# autofs fails to mount

## therealjrd

I'm stumped.

Just finished configuring a new gentoo box.  Most stuff works, but autofs is doing something I've never seen.  As near as I can tell it's configured like other client boxes on my net, but it can't seem to mount the export from the server.

I can ls /net/<server>/<export>.  In my case, that's /net/kong/mnt/md0.  lt shows the names of dirs at that exported dir.  But if I try to ls one of the directories inside, it says no such file or directory.

If I shut off autofs and mount the thing by hand, it works perfectly, I can see all the dirs inside the mount point, etc, etc.

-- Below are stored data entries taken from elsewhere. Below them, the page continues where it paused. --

Issue #148, opened 2023-01-17
Using dynamic reference to communicator


tbetcke:
Hi,

I'd like to store a communicator as dynamic reference, e.g.

```
let comm = &dyn Communicator;
```
This is so that users can provide any communicator that implements the ```Communicator``` trait without having to introduce a generic for it.

My problem is with using it. If I have a ```SystemCommunicator``` I can easily access communication methods (e.g. ```all_reduce_into```).

But it is not possible if I only have a reference to a ``` Communicator``` trait object.

Is there a way to use communication routines through a generic ```Communicator``` trait object? Or do I always require a concrete communicator? In the latter case how can we write code that supports different types of communicators?

jedbrown:
This part wasn't my design. I haven't thought about this carefully, but surely need this capability to write higher level libraries. Can you make a test and propose an implementation?

tbetcke:
Currently going trough the source code. Goal is to access ```all_reduce_into``` from a ```&dyn Communicator``` trait object.

```all_reduce_into``` is defined in the ```CommunicatorCollectives``` trait. This trait derives from ```Communicator``` and is implemented for any Communicator type. So ideally we would just cast 

```
(&dyn Communicator as &dyn CollectiveCommunicator).all_reduce_into(...)
```

However, this does not work because ```CollectiveCommunicator``` has template methods and cannot be cast into a trait object.

What seems to work is to implement ```CollectiveCommunicator``` for ```dyn Communicator``` that is to add in ```collective.rs``` the line

```imp CollectiveCommunicator for dyn Communicator```.

We would have to do this for all derived traits from Communicator in order for users to be able to use ```Communicator``` as trait object. I don't know if there are any other boundary effects from doing this. But this might be a solution.

tbetcke:
Looked more into the above. An issue is the ```process_at_rank``` method in the ```Communicator``` trait. It requires ```Self``` to be sized therefore cannot be called on the trait object.

jedbrown:
Surely that can be resolved with a little indirection at most.

tbetcke:
Agree. We would need to implement some stuff for ```dyn Communicator``` if we want it to have the same functionality as the direct communicator types. For example the ```process_at_rank``` method returns a new ```Process``` struct that does nothing else than storing a reference to the communicator + the rank information given to ```process_at_rank```.

The actual point to point communication is then implemented as a trait that only needs the rank information and the ```as_raw``` method from the communicator. I suspect the same with others.

[...]

Issue #32, opened 2018-02-06
Publish `is_initialized`


AndrewGaspar:
A scenario for rsmpi, which I imagine would be common, is to use it inside a static lib that is linked into a larger application. This larger application is likely written in another language like Fortran, C, or C++. The larger application is probably already initializing MPI with its preferred parameters. In this case, the Rust library could would not "own" the MPI initialization, and therefore would not call `mpi::initialize*`. However, it may still want to check if MPI has already been initialized, even if it is just to panic and tell the user that MPI needs to be initialized first.

Of course, `ffi::MPI_Initialized` is available, but it seems like making the Rust-native version of it available is pretty low-cost.

bsteinb:
Yeah, when I started on rsmpi I structured it in a way that is more geared toward using it from a rust application and having rsmpi be the only interface through which MPI is used. I later realized that writing a rust library which can then be used from HPC applications written in the more traditional languages is also a likely scenario.

However, there will have to be some restructuring to get rsmpi into shape for that use case. This issue touches on one aspect of it.

The `Universe` type will have to take a different role, maybe the initialized environment that it stands for will become fully implicit and not have value representation just as it is in the official MPI bindings. There could still be something like a `FinalizeGuard` in cases where the user wants something that calls `MPI_Finalize` on `drop`.

Types like `...Communicator` will need a `from_raw` constructor which check certain attributes of the underlying objects (intra-communicator vs. inter-communicator or persistent vs. non-persistent request).

Then of course objects like communicators that are passed in from another language could have different error handlers set. Right now, rsmpi assumes that communication operations crash on error, but that is not necessarily the case, so, in general, everything has to return `Result` just like (almost) everything returns `int` in the C bindings.

Issue #12 is also somewhat related to this.

If you don't mind, I will hijack this issue and make the title reflect the somewhat broader scope. It could then become a tracking issue for a few smaller issues that cover the different areas that need to be touched.

AndrewGaspar:
Ah, I hadn't considered all of the potential issues here. If you do find a way to add Send + Sync traits to MPI objects statically depending on while MPI threading setting used, you may need an `unsafe` mechanism for choosing at runtime whether Universe is safe to use in a multi-threaded environment. The caller would be expected to know how MPI was initialized in their context.

jedbrown:
[...]

PR #155, opened 2023-03-14
Remove type-distinction between system-communicators and user-communicators

Cydhra:
As outlined in #148, it is very unintuitive to split the Communicator interface in `SystemCommunicator` and `UserCommunicator`.
I drafted a PR to unify both into one common `enum SimpleCommunicator`:

- I migrated topology-related code from UserCommunicator into the common enum, so both communicator variants can now call those functions. I couldn't confirm it outright, but the spec does not prohibit that explicitely, so I think this models the MPI interface more closely.
- I refactored CartesianCommunicator to accept both World- and UserCommunicator, which is legal by spec, I don't know why this wasn't possible before.
- since WorldCommunicator is no longer Copy, code that moved a reference to SystemCommunicator must now explicitly refer to IntraCommunicator::WorldCommunicator (see immediate_multiple_test.rs)
- I added SelfCommunicator next to WorldCommunicator, because the MPI spec defines it and without it downstream crates would need unsafe code to create it, and call `free` on it when their `UserCommunicator` drops

Things missing from this draft:

There is another weird split in the code-base: InterCommunicators use `SystemCommunicatorHandle` and `UserCommunicatorHandle`, even though those handle structs do the exact same as their communicator-counterparts (at least as far as I can tell).
Since I have never worked with InterCommunicators before though, and there are neither integration-tests nor examples for them, I didn't migrate them to use `SimpleCommunicator` yet, as I wanted to get some feedback on their purpose.

All examples and tests are green, but I am not very familiar with the codebase yet, so somebody should scrutinize this.

### DIFF
--- a/examples/immediate_multiple_test.rs
+++ b/examples/immediate_multiple_test.rs
@@ -7,8 +7,8 @@ use mpi::Rank;
 const COUNT: usize = 128;
 
 /// Send and receive COUNT number of immediate requests.
-fn send_recv<'a, C: Communicator, S: Scope<'a> + Copy>(
-    world: C,
+fn send_recv<'a, S: Scope<'a> + Copy>(
+    world: &impl Communicator,
     scope: S,
     coll: &mut RequestCollection<'a, [i32; 4]>,
     next_proc: Rank,
@@ -54,15 +54,7 @@ fn main() {
         .collect();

In my syslog, when I make the attempt to access stuff inside the mounted dir, I see

Jun  7 15:17:32 kong2 rpc.statd[25802]: Version 1.2.3 starting

Jun  7 15:17:32 kong2 rpc.statd[25802]: Flags: TI-RPC 

[yes, kong2 is the client, kong is the server[

No other messages which appear to be relevant.

showmount, when run by hand, generates sensible output.

Not sure what to pursue here.  Suggestions?

BTW basic config is an x86 box running hardened/linux/x86 profile.  emerged up to date as of last week.  kernel 2.6.37-hardened-r7, autofs-5.0.4-r5.

Thanks in advance...

----------

## therealjrd

Anybody got any ideas on this one?

----------

## disi

I just experience the same problem (yesterday everything worked perfectly)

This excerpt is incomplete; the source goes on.